Everyone loves owning gold. It holds both emotional and auspicious value for Indians. It is also a form of long-term investment.
Gold investment has seen high growth in the last seven years, says the CPM Group. The growth is likely to continue at an impressive rate. As published in Commodity Trade Mantra, gold prices took hits from 2012 to 2017. But over the period, its value increased exponentially. Those who kept their gold investments and jewellery will reap profits today.
Here are five things you must know before investing in gold:
1. Research is important:
It is important to research the quality of gold for your investment. Then decide whether to invest in gold bars, jewelry, or bullion gold. Today, you have many choices. Go through all of them.
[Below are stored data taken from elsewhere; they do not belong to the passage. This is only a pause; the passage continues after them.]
PR #1214, opened 2022-09-22
feat: handle site-wide coupon with a minimum

jbranchaud:
- Logic was recently added to egghead-rails to allow for a coupon to
  have a minimum. If a particular plan's price is at or above the
  minimum, then it qualifies for that coupon discount. If not, then it
  should ignore that coupon.
- In the case of the Annual-only Fall Sale, we have a minimum set that
  includes the annual plan and excludes the quarterly and monthly plans.
- The `commerce-machine` in egghead-next assumes that coupons are
  available across all plans.
- Because of this assumption, we have the annual fall sale coupon code
  getting included in the Stripe Checkout Session for monthly plans
  which then fails on the Stripe-side because that is not a valid coupon
  for that plan.

Roam: https://roamresearch.com/#/app/egghead/page/alSfRvrtT

coupons

### DIFF
--- a/src/machines/commerce-machine.ts
+++ b/src/machines/commerce-machine.ts
@@ -12,6 +12,36 @@ const findAvailablePPPCoupon = (pricingData: PricingData) => {
   return pricingData?.available_coupons?.ppp
 }
 
+const extractAppliedDefaultCoupon = (
+  pricingData: PricingData,
+): {couponToApply: CouponToApply} | {} => {
+  // check if there is a site-wide/'default' coupon available
+  const availableDefaultCoupon = pricingData?.available_coupons?.default
+
+  // check if there is a site-wide/'default' coupon being applied
+  const appliedCoupon = pricingData?.applied_coupon
+
+  // no applied default coupon found
+  if (isEmpty(availableDefaultCoupon) || isEmpty(appliedCoupon)) {
+    return {}
+  }
+
+  // if a site-wide/'default' coupon is being applied, set that as the
+  // `couponToApply` in the machine context. The CouponToApply is
+  // needed when transitioning to the Stripe Checkout Session.
+  if (availableDefaultCoupon?.coupon_code === appliedCoupon?.coupon_code) {
+    return {
+      couponToApply: {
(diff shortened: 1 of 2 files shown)


src/machines/commerce-machine.ts
```diff
@@ -12,6 +12,36 @@ const findAvailablePPPCoupon = (pricingData: PricingData) => {
   return pricingData?.available_coupons?.ppp
 }
 
+const extractAppliedDefaultCoupon = (
```
jbranchaud, line 15: Nothing new about this function, just moved it up here so that it can be called from multiple actions.

src/machines/commerce-machine.ts
```diff
@@ -81,9 +111,7 @@ export const commerceMachine = createMachine<
         initial: 'checkingCouponStatus',
         on: {
           SWITCH_PRICE: {
-            actions: assign({
-              priceId: (_context, event) => event.priceId,
-            }),
+            actions: ['switchPriceIdAndAssociatedData'],
```
jbranchaud, line 114: Adding a _switch price id_ action with a bit more logic so that we can check and adjust the applied coupon whenever the `priceId` changes.

src/machines/commerce-machine.ts
```diff
@@ -145,43 +173,26 @@ export const commerceMachine = createMachine<
...
+        )
+        const noCouponToApply = !currentPlan?.price_discounted
+        const couponData = noCouponToApply
+          ? {couponToApply: undefined}
+          : extractAppliedDefaultCoupon(context.pricingData)
+
+        return {
+          priceId: event.priceId,
+          ...couponData,
+        }
```
jbranchaud, line 190: Here is the bulk of the fix: we check if a couple should be applied (based on the server-computed `price_discounted` value) and update the machine context accordingly. For site-wide coupons that have a minimum, we'll detect whether it applies to the specific plan and either apply it or wipe it out with `undefined`.

garrettdimon (approved):
Feels like the right medium-term solution to me.

PR #1230, opened 2022-10-12
Turn subscription info back

DrShpongle:
Image 2022-10-12 at 15 16 33

### DIFF
--- a/src/components/pages/user/components/subscription-details.tsx
+++ b/src/components/pages/user/components/subscription-details.tsx
@@ -17,7 +17,7 @@ const SubscriptionDetails: React.FunctionComponent<SubscriptionDetailsProps> =
       stripeCustomerId,
     })
 
-    const subscriptionName = subscriptionData && subscriptionData.product?.name
+    const subscriptionName = subscriptionData?.product?.name
     const subscriptionUnitAmount = get(
       subscriptionData,
       'latestInvoice.amount_due',
--- a/src/components/pages/user/components/subscription-details.tsx
+++ b/src/components/pages/user/components/subscription-details.tsx
@@ -1,0 +1,133 @@
+import React from 'react'
+import Link from 'next/link'
+import {track} from 'utils/analytics'
+import {useViewer} from 'context/viewer-context'
+import {get} from 'lodash'
+import useSubscriptionDetails, {recur} from 'hooks/use-subscription-data'
+
+type SubscriptionDetailsProps = {
+  stripeCustomerId: string
+  slug: string
+}
+
+const SubscriptionDetails: React.FunctionComponent<SubscriptionDetailsProps> =
+  ({stripeCustomerId, slug}) => {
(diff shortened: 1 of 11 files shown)


src/components/pages/user/tabs-content/account-info-tab-content.tsx
```diff
@@ -60,3 +99,29 @@ const GithubConnectButton: React.FunctionComponent<{
...
+
+// React.useEffect(() => {
+//   const loadAccountForSlug = async (slug: string) => {
+//     if (slug) {
+//       const account: any = await loadAccount(slug, authToken)
+//       setAccount(account)
+//     }
+//   }
+//   loadAccountForSlug(slug)
+// }, [slug, authToken])
```
jbranchaud, line 127: It looks like the parts of this that were needed are used above. This can be deleted.

```suggestion
```

src/components/pages/user/components/subscription-details.tsx
```diff
@@ -0,0 +1,133 @@
...
+}
+
+const SubscriptionDetails: React.FunctionComponent<SubscriptionDetailsProps> =
+  ({stripeCustomerId, slug}) => {
+    const {viewer} = useViewer()
+    const {subscriptionData, loading} = useSubscriptionDetails({
+      stripeCustomerId,
+    })
+
+    const subscriptionName = subscriptionData && subscriptionData.product?.name
```
jbranchaud, line 20:
```suggestion
    const subscriptionName = subscriptionData?.product?.name
```

src/components/pages/user/components/subscription-details.tsx
```diff
@@ -0,0 +1,133 @@
...
+        ) : (
+          <>
+            <h3 className="mb-2 text-lg font-medium">
+              No paid subscription found.
+            </h3>
+            {(viewer.is_pro || viewer.is_instructor) && (
+              <p>
+                You still have access to a Pro Membership. If you feel this is
+                in error please email{' '}
+                <a
```
jbranchaud, line 90: I know there are some weird scenarios that lead to a person having access. But I wonder if one of the main scenarios in which this message displays is because a person has access through team membership. In which case, the messaging might be confusing.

Choose the one that suits you the best.
Buy gold that has a (Bureau of Indian Standards) BIS hallmark. It is also important to find out the carat of gold. Higher carat indicates the purity of gold. Thus, a 24-carat gold is 99.99% pure.
2. Figure out storage:
Now, you must figure out how to store your investment. Sturdy safes and vaults are good options. So are bank lockers. Inappropriate storage is a major risk for gold. Negligence can lead to theft, and thus, a huge loss.
3. Gold as investment:
Gold may well be the safest bet during a recession. It could give relief during difficult economic situations. Also, gold provides higher liquidity in comparison to other investments. With increasing inflation, gold prices also rise. So, it provides a hedge against inflation. Historically, gold prices have seen an upward movement. In 1996, gold was Rs 5,160 per 10 grams. By 2016, gold prices had risen to Rs 28,623.
4. Rules and regulations:
The Goods and Services Tax (GST) came into effect in July this year. Now, there is a GST of 3% on gold jewellery. Earlier, a 1% excise duty and 1.5% VAT were applicable.
You also need to furnish your PAN card if your gold purchase exceeds Rs 2 lakh. The government had earlier reduced the purchase limit to Rs 50,000, but the move backfired as people started buying the precious metal illegally.
It is also important to remember that you cannot sell gold worth above Rs 10,000 in a single day. Earlier, the cash limit for sale against gold was Rs 20,000. So, plan properly if you want to liquidate your gold.
5. Digital gold
Gold Exchange-Traded Funds (ETFs) are virtual gold. You do not hold it in physical form. It is a carries a low risk of theft. You can track its growth online. When you invest money in gold ETFs, you buy gold bullion with 99.5% purity. You also save on making charges.
The future is uncertain. You need to be ready for what awaits you in future. So, it is important that you save enough and balance your portfolio. Start today, count your options, and invest. And remember to include the yellow metal in your kitty.